Cannonball Read 6, Book 30: The Dead In Their Vaulted Arches by Alan Bradley

17834904Flavia de Luce, we meet again. I’ve been nuts about the magnificently precocious 12 year old amateur sleuth ever since the opening pages of the first book, when she looked at the cook employed by her father at their huge country house and thought “will no-one rid us of this turbulent pastry chef?” She is an absolute delight of a character, though the series has shown signs of stalling, as Flavia continues to be the same age and remain in the same location, edging ever closer to Midsomer Murders territory.

So it’s a huge relief that this, the sixth instalment of the series, ups the game considerably. The cliffhanger ending of the previous novel was that Flavia’s mother Harriet had been found and was returning to Bishop’s Lacey. We start this book with the not altogether unsurprising development (since she has been missing for over ten years) that Harriet’s corpse is what has been found and her body is being returned to the village for burial. De Luces crawl out of the woodwork like never before, a mystery man goes under the train carrying Harriet’s body, Flavia becomes convinced she can resurrect the dead and somewhere, Winston Churchill pops up to ask about pheasant sandwiches. No, I haven’t had a stroke. See, Flavia’s mother was a government spy and Flavia begins to find out that the de Luce name is very heavily involved with protecting the realm and so it’s no wonder Harriet was killed. But who killed her? And who killed the man under the train? And why is there so much focus on pheasant sandwiches?

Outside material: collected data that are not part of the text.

PR #1353, opened 2019-05-27
Fix handling of onClick event for accessibilityRole="link"

EyMaddis:
This is a separation from #1348 in order to separate the discussion of two separate issues.
By default `onClick` and other DOM based props are passed down to the element like `div`s, but not for links!

This is currently not in the documentation, but used in [this example](https://gist.github.com/necolas/f9034091723f1b279be86c7429eb0c96) and in the [official guides](https://github.com/necolas/react-native-web/blob/master/docs/guides/web-recipes.md) (here: `onMouseEnter/Leave`) from @necholas!

Using `onClick` is crucial when **avoiding** Touchables/ScrollViews in to not inherit issues from #1219. Mobile browsers already solve scroll-based issues if we use regular click events. 
This PR aims to allow just that and fix the link handling, as all other RNW elements support the `onClick`.

This results in problems like:
```jsx
<View
 onClick={() => console.log('called')}
 accessibilityRole="button"
>
```

```jsx
<View
 onClick={() => console.log('never called')}
 accessibilityRole="link" // want to use for accessibility and SEO reasons
>
```

### DIFF
--- a/packages/react-native-web/src/exports/createElement/__tests__/index-test.js
+++ b/packages/react-native-web/src/exports/createElement/__tests__/index-test.js
@@ -24,6 +24,45 @@ describe('modules/createElement', () => {
     });
   });
 
+  test('gracefully handles onClick for links', () => {
+    let wasCalled = false;
+    const component = shallow(
+      createElement('div', {
+        accessibilityRole: 'link',
+        onClick: () => {
+          wasCalled = true;
+        }
+      })
+    );
+    component.find('a').simulate('click', {
+      isDefaultPrevented() {},
+      nativeEvent: {},
+      preventDefault() {}
+    });
+
+    expect(wasCalled).toBe(true);
+  });
+
+  test('gracefully handles onClick for touchable links', () => {
+    let wasCalled = false;
+    const component = shallow(
+      createElement('div', {
+        accessibilityRole: 'link',
+        onResponderRelease: () => {}, // fake touchable
+        onClick: () => {
+          wasCalled = true;
+        }
+      })
+    );
+    component.find('a').simulate('click', {
+      isDefaultPrevented() {},
+      nativeEvent: {},
+      preventDefault() {}
+    });
+
+    expect(wasCalled).toBe(true);
+  });
+
   describe('prop "accessibilityRole"', () => {
     test('and string component type', () => {
       const component = shallow(createElement('span', { accessibilityRole: 'link' }));
--- a/packages/react-native-web/src/exports/createElement/index.js
+++ b/packages/react-native-web/src/exports/createElement/index.js
@@ -70,12 +70,16 @@ const adjustProps = domProps => {
   // element. Click events are not an expected part of the React Native API,
   // and browsers dispatch click events that cannot otherwise be cancelled from
   // preceding mouse events in the responder system.
+  // Handle overrides gracefully if the user provides an onClick method.
+  // If this is provided, the user must make sure to handle the edge cases.
   if (isLinkRole && onResponderRelease) {
-    domProps.onClick = function(e) {
-      if (!e.isDefaultPrevented() && !isModifiedEvent(e.nativeEvent) && !domProps.target) {
-        e.preventDefault();
-      }
-    };
+    domProps.onClick =
+      onClick ||
+      function(e) {
+        if (!e.isDefaultPrevented() && !isModifiedEvent(e.nativeEvent) && !domProps.target) {
+          e.preventDefault();
+        }
+      };
   }
 
   // Button-like roles should trigger 'onClick' if SPACE or ENTER keys are pressed.


loudwinston:
This is a great fix!  Thanks @EyMaddis !

Any chance that this can get some attention from project maintainers @necolas ?  We're having to fork `react-native-web` to apply this patch for our project.  It'd be great to include this in the official version.

tafelito:
one problem I see with that solution is that you manually need to handle propagation. If you have a Touchable inside another touchable, the onPress only gets called once. Using onClick you have to stop propagation depending on your use case it might just work adding in to the onClick event

necolas:
Why are you using `onClick` at all?

loudwinston:
@neclos we are using `onClick` to get around an issue with `onPress` where scrolling in a mobile brower sometimes triggers the `onPress` event.

I believe there's an issue for this specifically but I'm on mobile at the moment so having trouble finding it

EyMaddis:
Hi @necolas, thanks for taking a look! :) 

Like @loudwinston, I avoid ScrollViews and Touchable. I just had [too many issues](https://github.com/necolas/react-native-web/issues/1219), and want an app that feels native to the web. By that I do not mean an iOS/Android app that also runs on the browser, but a fully fledged "regular" web app.
This also includes body scrolling and how Chrome/Safari handle touch on clickable elements.

In addition to that, the app is also a Smart TV app which triggers click events when using the "OK" button on the remote control.
The main issue is with responder system, but I don't see that getting fixed in the few weeks before release.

All will, of course, become clear, but not before Flavia meets her match in her equally precocious and multilingual cousin Undine and her frosty mother Lena. Bradley is back on form and some of the scenes between Undine and Flavia are properly laugh out loud funny with gems like “in ordinary circumstances, I would have responded to such a command by sending up a reply that would given Undine’s mother a perm that would be truly everlasting, but I restrained myself”. But the real joy in this book is that Bradley has aimed so much bigger with the murder mystery. Unmasking the perpetrator poses more questions than it answers and the end of this book sees Flavia parted not just from Buckshaw and Bishop’s Lacey, but from the UK entirely.

This epic widening of the canvas is something the series has been crying out for and here it is at last. I’ve dinged the last couple of books for being so safe in that regard and so I have nothing but praise now that all bets are off. Flavia will return next year in the 7th book, As Chimney Sweepers Come To Dust, and I say brava.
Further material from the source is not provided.